Drugs are persistent, especially among the elite, with many of them taking drugs, something refugees say can be considered prestigious or cool, even if it may lead to eventual health problems. And predictably, the police are not very effective at combating drug dealers, as the latter are usually rich. Thus even if they get arrested by an honest policeman who would refuse a bribe, it’s always possible for the dealers to provide a prosecutor or judge compensation for being released.
GOOD COP, BAD COP
The reputation of the ordinary police force in North Korea is somewhere mixed.
On the one hand, people don’t like policemen due to their regular bribe extortion. As one of my North Korean friends put it: “The secret police are like a tiger, for when they come for you, you are dead. But the ordinary police are more like a swarm of mosquitoes. They don’t kill you, but they will suck your blood every day”.
On the other hand, while is hard to conceive a situation where the secret police would help an ordinary citizen if something will go wrong, one can probably expect some form of help from policemen in North Korea. Hence, the police are trusted to some extent.
But what happens when things move out of the hands of the police?
A suit against a criminal is usually brought by a prosecutor – not by a judge – just like in the days of the Soviet Union.
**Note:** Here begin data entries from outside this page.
Issue #2567, opened 2025-06-09
Trait interfaces can be wrapped multiple times


bendk:
When trait interfaces that have the `with_foreign` attribute are passed across the FFI, we always create a new wrapper layer.  For example:

- The trait interface is Rust is implemented in Rust
- An instance of the trait interface is passed to Python
- When Python code calls methods on the trait, behind the scenes we arrange for a Rust FFI call.  All good so far
- The Python code now passes this trait interface back to Rust.
- Here's where the problems start.  If the Rust code calls trait interface methods, it does so by making an FFI call to Python (via the vtable).  The Python code that handles the FFI call, then goes back and makes an FFI call to Rust.  We've just made a round-trip FFI call, for essentially no purpose.
- If the trait interface was passed back again, then this issue would just compound and method invocations would require 3 trips across the FFI.

To fix this we need to:
  - Make it possible to know which side of the FFI a trait interface handle came from.  For example, by using the lowest bit to signal Rust vs the foreign side.  Maybe we should use 2-3 bits for this, so that we could support https://github.com/mozilla/uniffi-rs/issues/2295.
  - When passing a trait interface handle across the FFI, if we know it came from the other side then clone the handle and pass that back directly.  Don't pass a handle to the callback interface implementation object that you constructed on your side of the FFI.
  - Take this into account when receiving a trait interface handle from across the FFI.  For example, on the Rust side:
     - If the handle came from Rust, then re-construct the `Arc<dyn Trait>` using something like `Arc::from_raw`.
     - If the handle came from the foreign side, then keep the current behavior: create a new instance of our callback interface handler struct that implements `Trait`.

mhammond:
Fixed via #2586

PR #2569, opened 2025-06-10
Use u64 for trait interface handles

bendk:
Use `u64` values for interfaces and trait interfaces rather than `void *`.  Now interfaces, callback interfaces, and trait interfaces all use `u64` handles as their FFI type.

* Trait interfaces with foreign support are simplified.  These effectively combine a callback interface and trait interface.  Before it was weird, since those 2 things had different FFI types.
* We were already casting pointers to `u64` when reading/writing them from RustBuffers.
* This is a first step to solving https://github.com/mozilla/uniffi-rs/issues/2567

Updated / fleshed out the object references documentation.


bendk:
I've tried addressing handles in many ways over the years.  I'm hoping that we can come to consensus on this fairly easily.  I don't think it makes sense to have different FFI types for these things, as outlined in the commit description.  The other option that could make sense would be to make these always pointer-sized by using `size_t` for callback interface handles.  However, that seems like more work for little gain.  Using a single integer width simplifies things and I think taking a small performance hit on 32-bit machines is totally fine.

We could create an ADR for this, but at this point it's not feeling like a real decision to me.  Please push back on this if you do think this choice is non-trivial.

I hope to build on this, probably eventually landing on a system like https://github.com/mozilla/uniffi-rs/pull/1823.  At this point, I think https://github.com/mozilla/uniffi-rs/pull/1808 is probably more changes than is worth it.

uniffi_macros/src/object.rs
```diff
@@ -67,28 +67,26 @@ pub fn expand_object(input: DeriveInput, options: DeriveOptions) -> syn::Result<
...
+            handle: ::std::primitive::u64,
             call_status: &mut ::uniffi::RustCallStatus
-        ) -> *const ::std::ffi::c_void {
-            ::uniffi::deps::trace!("clone: {} ({:?})", #name, ptr);
+        ) -> ::std::primitive::u64 {
+            ::uniffi::deps::trace!("clone: {} ({:?})", #name, handle);
             ::uniffi::rust_call(call_status, || {
-                unsafe { ::std::sync::Arc::increment_strong_count(ptr) };
-                ::std::result::Result::Ok(ptr)
+                unsafe { ::std::sync::Arc::increment_strong_count(handle as *const #ident) };
```
bendk: IIRC, we used to need to do this in two steps: `handle as *() as *const #ident`.  I'm not sure when this changed in Rust, but it doesn't seem necessary anymore.  It's also very possible that I'm misremembering this.

uniffi_bindgen/src/bindings/kotlin/gen_kotlin/mod.rs
```diff
@@ -514,7 +514,6 @@ impl KotlinCodeOracle {
             FfiType::Float32 => "Float".to_string(),
             FfiType::Float64 => "Double".to_string(),
             FfiType::Handle => "Long".to_string(),
```
bendk, line 523: I wasn't sure if we should use `Long` or `ULong` for these, but `Long` seems to work fine and it's a bit ergonomic in some cases.

bendk:
Last comment on this: does anyone know a good way to test this on a 32-bit arch?  It seems like this should be easy, but I couldn't figure out an easy way.

uniffi_macros/src/export/trait_interface.rs
```diff
@@ -51,17 +51,17 @@ pub(super) fn gen_trait_scaffolding(
...
-            ptr: *const ::std::ffi::c_void,
+            handle: ::std::primitive::u64,
             call_status: &mut ::uniffi::RustCallStatus
-        ) -> *const ::std::ffi::c_void {
-            ::uniffi::deps::trace!("clonining trait: {} ({:?})", #trait_name, ptr);
+        ) -> u64 {
+            ::uniffi::deps::trace!("clonining trait: {} ({:?})", #trait_name, handle);
             ::uniffi::rust_call(call_status, || {
-                let ptr = ptr as *mut ::std::sync::Arc<dyn #self_ident>;
+                let ptr = handle as *mut ::std::sync::Arc<dyn #self_ident>;
```
jplatte: I think we should use https://doc.rust-lang.org/std/ptr/fn.with_exposed_provenance.html to be more explicit.

uniffi_macros/src/export/trait_interface.rs
```diff
@@ -51,17 +51,17 @@ pub(super) fn gen_trait_scaffolding(
...
                 let arc: ::std::sync::Arc<_> = unsafe { ::std::clone::Clone::clone(&*ptr) };
                 ::std::result::Result::Ok(
                     ::std::boxed::Box::into_raw(
                         ::std::boxed::Box::new(arc),
-                    ) as *const ::std::ffi::c_void
+                    ) as u64
```
jplatte:
```suggestion
                    ).expose_provenance() as u64
```

Same as with the other cast. I wish there was a nicer way of converting between u32 / u64 as well. Maybe adding an extension trait would actually be helpful 🤔

jplatte (commented):
Int to pointer casts are the root of all evil 🙊

uniffi_macros/src/export/trait_interface.rs
bendk: I considered this, but I wasn't so sure.  The value is coming from across the FFI, which makes it very unclear to me what the provenance should be.  The function docs don't seem to specify how things should work in this case, do you have more details/links?

jplatte: I think the docs on `with_exposed_provenance` are very clear, what exactly are you unsure about? Also, this is entirely a no-op that just clarifies intent / gets us closer off of error-prone `as` conversions. The pointer-to-int cast has exactly the same semantics w.r.t. provenance.

bendk: > The exact provenance that gets picked is not specified. The compiler will do its best to pick the “right” provenance for you (whatever that may be), but currently we cannot provide any guarantees about which provenance the resulting pointer will have – and therefore there is no definite specification for which memory the resulting pointer may access.

Suppose I create 2 objects and pass them both across the FFI.  Then inside this clone function, we call `with_exposed_provenance`.  The pointers for the 2 objects have different provenances.  Which provenance will the compiler pick?  How could the compiler possibly know what's correct?  That's what's unclear to me.

jplatte: The docs unfortunately just say

> The exact provenance that gets picked is not specified. The compiler will do its best to pick the “right” provenance for you (whatever that may be), but currently we cannot provide any guarantees about which provenance the resulting pointer will have – and therefore there is no definite specification for which memory the resulting pointer may access.

But again, my change suggestion is just to provide clarity about working with exposed provenance here - which is the case regardless of whether you add the suggested functions or not.

Further reading in case you had missed the link at the end of that function's docs: https://doc.rust-lang.org/std/ptr/index.html#exposed-provenance

bendk: To be honest, I don't understand the vision outlined in that doc.  It lays out a goal of defining semantics for pointer casts, but no plan on how to achieve that goal.  It feels like switching to those APIs would be a negative.  I kind of understand how `as` works with pointer/int casts.  If `with_exposed_provenance` works differently, then I don't know what the difference is.  If it works exactly the same, then why define new functions?

I also don't feel like it adds clarity to say that we're working with exposed provenance semantics, if the docs don't explain what those semantics are.  Our code casts pointers to bit-patterns, treats the 2 as equivalent, and we shouldn't pretend otherwise, IMO.

I guess I have negative feelings about the exposed provenance initiative in general.  Maybe that's just me though.  I could switch to the APIs if I'm outnumbered on this one.  I would also be interested in moving away from any kind of pointer casts and towards real handles (https://github.com/mozilla/uniffi-rs/pull/1808).

jplatte: > If it works exactly the same, then why define new functions?

Because `as` casts can do a lot of things, so when types change your `as` cast may still compile, but suddenly do something different. That's at least the general idea, here we're unfortunately still doing another `as` cast, but it still shows intent w.r.t. provenance.

Also, there's not really an exposed provenance initiative. There's the strict provenance initiative, and strict provenance does define clear semantics, but I'm pretty sure we can't use it here, and that's kind of the point: We call out that we are _intentionally_ not using that (we can't), rather than just using as casts because that's the traditional solution.

bendk: Ahh, so the benefit of using the functions is to make it clear that aren't using strict provenance.  It's more of a negative claim then a positive one in some sense.  That feels better to me.

uniffi_macros/src/export/trait_interface.rs
```diff
@@ -167,27 +169,30 @@ pub(crate) fn ffi_converter(
             dyn #trait_ident: ::core::marker::Sync, ::core::marker::Send
         );
 
+        // We're going to be casting raw pointers to `u64` values to pass them across the FFI.
+        // Ensure that we're not on some 128-bit machine where this would overflow.
+        ::uniffi::deps::static_assertions::const_assert!(::std::mem::size_of::<*const ()>() <= 8);
```
jplatte, line 169: Nice 😄

uniffi_macros/src/export/trait_interface.rs
```diff
@@ -167,27 +169,30 @@ pub(crate) fn ffi_converter(
...
+
         unsafe #impl_spec {
-            type FfiType = *const ::std::os::raw::c_void;
+            type FfiType = ::std::primitive::u64;
+
 
             fn lower(obj: ::std::sync::Arc<Self>) -> Self::FfiType {
-                ::std::boxed::Box::into_raw(::std::boxed::Box::new(obj)) as *const ::std::os::raw::c_void
+                ::std::boxed::Box::into_raw(::std::boxed::Box::new(obj)) as ::std::primitive::u64
```
jplatte:
```suggestion
                ::std::boxed::Box::into_raw(::std::boxed::Box::new(obj)).expose_provenance() as ::std::primitive::u64
```

uniffi_macros/src/object.rs
```diff
@@ -67,28 +67,32 @@ pub fn expand_object(input: DeriveInput, options: DeriveOptions) -> syn::Result<
...
 
         #[doc(hidden)]
         #[unsafe(no_mangle)]
         pub unsafe extern "C" fn #free_fn_ident(
-            ptr: *const ::std::ffi::c_void,
+            handle: ::std::primitive::u64,
             call_status: &mut ::uniffi::RustCallStatus
         ) {
-            ::uniffi::deps::trace!("free: {} ({:?})", #name, ptr);
+            ::uniffi::deps::trace!("free: {} ({:?})", #name, handle);
```
jplatte: This is now going to be printed as decimal, probably want hex?

jplatte (commented):
Oh, looks like the exposed provenance API is too new. I think per policy we could probably bump MSRV to 1.84, but it seems a bit weird to bump for this. So maybe revert that stuff in a separate commit, and re-apply it at a later point in time?

jplatte (approved):
Was going to approve though.

bendk:
> Oh, looks like the exposed provenance API is too new. I think per policy we could probably bump MSRV to 1.84, but it seems a bit weird to bump for this. So maybe revert that stuff in a separate commit, and re-apply it at a later point in time?

This made me think we could consolidate the logic somewhere, which would make it easy to switch between the two.  Then I realized, we already had that: the `Handle` class.  I refactored the code to use this.  When we want to switch to the exposed provenance APIs, just need to modify the methods there.

This also made me think one more time around about the way we double-wrap our trait objects.  I changed it from `Box<Arc<dyn Trait>>` to `Arc<Arc<dyn Trait>>`.  Here's my thinking:

* `Box<Arc<dyn Trait>>` requires us to create a new box every time we clone a handle.  That feels pretty bad.
* `Arc<Arc<dyn Trait>>` requires us to increment a couple atomics every time we want to use the handle.  That feels bad, but not so bad.

The reason we need to mess with the atomics is there's so cast from `Arc<Arc<dyn Trait>>` to `Arc<dyn trait>` -- at least, I couldn't figure out a way to make it work.  In the absence of that cast, we end up doing something like this:
1. Increment the outer arc in the clone function.
2. Dereference `Arc<Arc<dyn Trait>>` to `&Arc<dyn Trait>` and clone the inner Arc.  This increments the inner counter and decrements the outer counter.
3. Use the inner arc for whatever we need

It kind of weird, it requires a couple extra atomic operations, but it seems better then an extra allocation.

After a case is investigated it is then brought to the court and the accused is judged.
‘Not guilty’ sentences are rare, but not exceptional: about one in 20 cases ends the accused found ‘not guilty’ by judges and released. One should remember, after-all, that judges take bribes too.
FUTURE OF THE FORCE
After the Kim family regime falls, the new authorities will have to do something with the DPRK’s two police forces.
But while most of the secret police officers would likely deserve punishment, hopefully the new authorities would be wise enough to refrain from subjecting ordinary police officers to serious repressions. With the expectation of the top leadership in the force – who are really more politicians than policemen – these people, who know how North Korean society operates better than many others, will become instrumental in preserving order in post-Kim Korea.
Letting most of them continue in future with their positions therefore seems like a wise decision
Letting most of them continue in future with their positions therefore seems like a wise decision. And once their salaries are brought to a reasonable level, they won’t have to resort to bribes to feed their family, so corruption levels will be significantly reduced.
Eventually, most of the policemen will probably adapt to life in a new Korea and will protect this new society from its criminals.
Cops, after all, will always be needed.